── PROVIDED RECORDS

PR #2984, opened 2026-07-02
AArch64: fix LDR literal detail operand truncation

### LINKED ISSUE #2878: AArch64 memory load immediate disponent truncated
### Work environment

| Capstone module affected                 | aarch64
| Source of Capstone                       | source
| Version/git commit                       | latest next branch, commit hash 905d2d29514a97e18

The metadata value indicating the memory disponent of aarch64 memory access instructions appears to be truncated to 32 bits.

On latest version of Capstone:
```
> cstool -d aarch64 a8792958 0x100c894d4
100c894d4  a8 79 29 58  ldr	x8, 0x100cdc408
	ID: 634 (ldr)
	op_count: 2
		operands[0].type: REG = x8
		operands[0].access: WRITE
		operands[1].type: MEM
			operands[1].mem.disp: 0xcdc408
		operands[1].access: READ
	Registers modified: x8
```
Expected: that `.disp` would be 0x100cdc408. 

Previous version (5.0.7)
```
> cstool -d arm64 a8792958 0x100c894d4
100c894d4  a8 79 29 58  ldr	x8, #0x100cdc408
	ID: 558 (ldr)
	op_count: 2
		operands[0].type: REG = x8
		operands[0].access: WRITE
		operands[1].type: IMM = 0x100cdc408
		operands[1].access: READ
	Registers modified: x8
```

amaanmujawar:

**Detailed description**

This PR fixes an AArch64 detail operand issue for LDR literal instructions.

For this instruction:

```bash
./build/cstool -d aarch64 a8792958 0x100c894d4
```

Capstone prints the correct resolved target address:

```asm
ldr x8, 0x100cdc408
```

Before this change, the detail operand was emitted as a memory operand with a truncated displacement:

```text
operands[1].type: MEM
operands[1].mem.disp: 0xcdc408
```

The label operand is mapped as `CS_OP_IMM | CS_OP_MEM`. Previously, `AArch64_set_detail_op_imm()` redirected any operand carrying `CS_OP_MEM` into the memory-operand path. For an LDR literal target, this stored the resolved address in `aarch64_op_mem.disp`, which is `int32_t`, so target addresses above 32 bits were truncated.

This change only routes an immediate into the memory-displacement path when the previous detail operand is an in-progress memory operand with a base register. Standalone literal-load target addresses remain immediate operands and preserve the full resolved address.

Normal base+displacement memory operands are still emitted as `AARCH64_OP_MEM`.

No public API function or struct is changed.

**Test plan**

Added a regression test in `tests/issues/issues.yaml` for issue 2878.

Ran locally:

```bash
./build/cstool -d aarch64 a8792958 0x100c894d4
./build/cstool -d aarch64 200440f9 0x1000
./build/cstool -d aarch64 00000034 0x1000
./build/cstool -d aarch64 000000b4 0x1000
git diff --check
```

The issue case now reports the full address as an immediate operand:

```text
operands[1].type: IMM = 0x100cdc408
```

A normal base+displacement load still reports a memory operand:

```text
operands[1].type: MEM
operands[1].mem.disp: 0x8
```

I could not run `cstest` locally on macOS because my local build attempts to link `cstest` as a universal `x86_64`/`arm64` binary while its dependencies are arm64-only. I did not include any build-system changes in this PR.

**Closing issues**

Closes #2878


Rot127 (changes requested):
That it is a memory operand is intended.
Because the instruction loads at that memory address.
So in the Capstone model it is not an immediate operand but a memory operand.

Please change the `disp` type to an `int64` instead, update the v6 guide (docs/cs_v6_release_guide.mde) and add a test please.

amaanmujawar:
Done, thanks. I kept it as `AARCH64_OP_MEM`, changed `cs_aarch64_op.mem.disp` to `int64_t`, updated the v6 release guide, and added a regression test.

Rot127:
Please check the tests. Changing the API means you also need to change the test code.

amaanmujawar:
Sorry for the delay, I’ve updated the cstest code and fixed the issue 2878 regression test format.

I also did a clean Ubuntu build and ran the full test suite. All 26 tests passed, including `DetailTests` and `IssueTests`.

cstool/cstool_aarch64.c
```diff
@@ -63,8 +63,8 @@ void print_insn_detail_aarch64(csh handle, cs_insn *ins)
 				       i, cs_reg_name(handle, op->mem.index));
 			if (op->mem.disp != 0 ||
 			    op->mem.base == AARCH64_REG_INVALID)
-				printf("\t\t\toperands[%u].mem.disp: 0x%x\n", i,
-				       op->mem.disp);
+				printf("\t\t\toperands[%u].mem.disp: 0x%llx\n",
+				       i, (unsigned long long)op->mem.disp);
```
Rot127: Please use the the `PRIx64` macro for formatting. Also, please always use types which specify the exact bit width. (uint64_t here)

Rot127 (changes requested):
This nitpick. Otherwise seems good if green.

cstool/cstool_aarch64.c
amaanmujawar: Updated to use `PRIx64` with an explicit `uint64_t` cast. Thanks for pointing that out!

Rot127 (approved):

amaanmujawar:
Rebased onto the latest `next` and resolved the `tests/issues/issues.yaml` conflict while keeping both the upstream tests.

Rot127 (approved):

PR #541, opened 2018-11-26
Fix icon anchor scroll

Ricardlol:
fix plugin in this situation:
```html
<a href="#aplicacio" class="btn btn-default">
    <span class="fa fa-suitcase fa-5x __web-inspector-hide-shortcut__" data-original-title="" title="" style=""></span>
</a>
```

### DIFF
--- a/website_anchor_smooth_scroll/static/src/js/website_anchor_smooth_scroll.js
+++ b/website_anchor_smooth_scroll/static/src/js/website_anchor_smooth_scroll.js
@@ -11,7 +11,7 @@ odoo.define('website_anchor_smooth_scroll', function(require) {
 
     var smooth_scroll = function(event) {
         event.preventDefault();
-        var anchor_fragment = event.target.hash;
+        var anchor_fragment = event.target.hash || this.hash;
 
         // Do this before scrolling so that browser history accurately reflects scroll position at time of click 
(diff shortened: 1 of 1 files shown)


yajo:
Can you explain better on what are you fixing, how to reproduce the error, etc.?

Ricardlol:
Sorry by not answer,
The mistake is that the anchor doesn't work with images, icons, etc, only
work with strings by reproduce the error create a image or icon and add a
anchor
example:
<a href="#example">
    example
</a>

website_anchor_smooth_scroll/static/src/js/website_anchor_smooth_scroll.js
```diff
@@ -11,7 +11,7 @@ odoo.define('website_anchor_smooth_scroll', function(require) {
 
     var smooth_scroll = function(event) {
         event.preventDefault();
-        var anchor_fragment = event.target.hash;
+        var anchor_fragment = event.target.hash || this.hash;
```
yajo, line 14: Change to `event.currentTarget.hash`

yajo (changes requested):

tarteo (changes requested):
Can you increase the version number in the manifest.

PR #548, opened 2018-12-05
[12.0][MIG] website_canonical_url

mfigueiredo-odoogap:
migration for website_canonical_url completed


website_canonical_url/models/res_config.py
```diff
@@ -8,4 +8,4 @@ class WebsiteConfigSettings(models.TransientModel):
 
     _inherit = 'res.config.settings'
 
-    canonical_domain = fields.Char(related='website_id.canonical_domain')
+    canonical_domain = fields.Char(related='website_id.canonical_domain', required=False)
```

────

WHAT TO DO: Pull every line with the string "fields" from the data above.

RESPONSE TO THIS TASK:
-    canonical_domain = fields.Char(related='website_id.canonical_domain')
+    canonical_domain = fields.Char(related='website_id.canonical_domain', required=False)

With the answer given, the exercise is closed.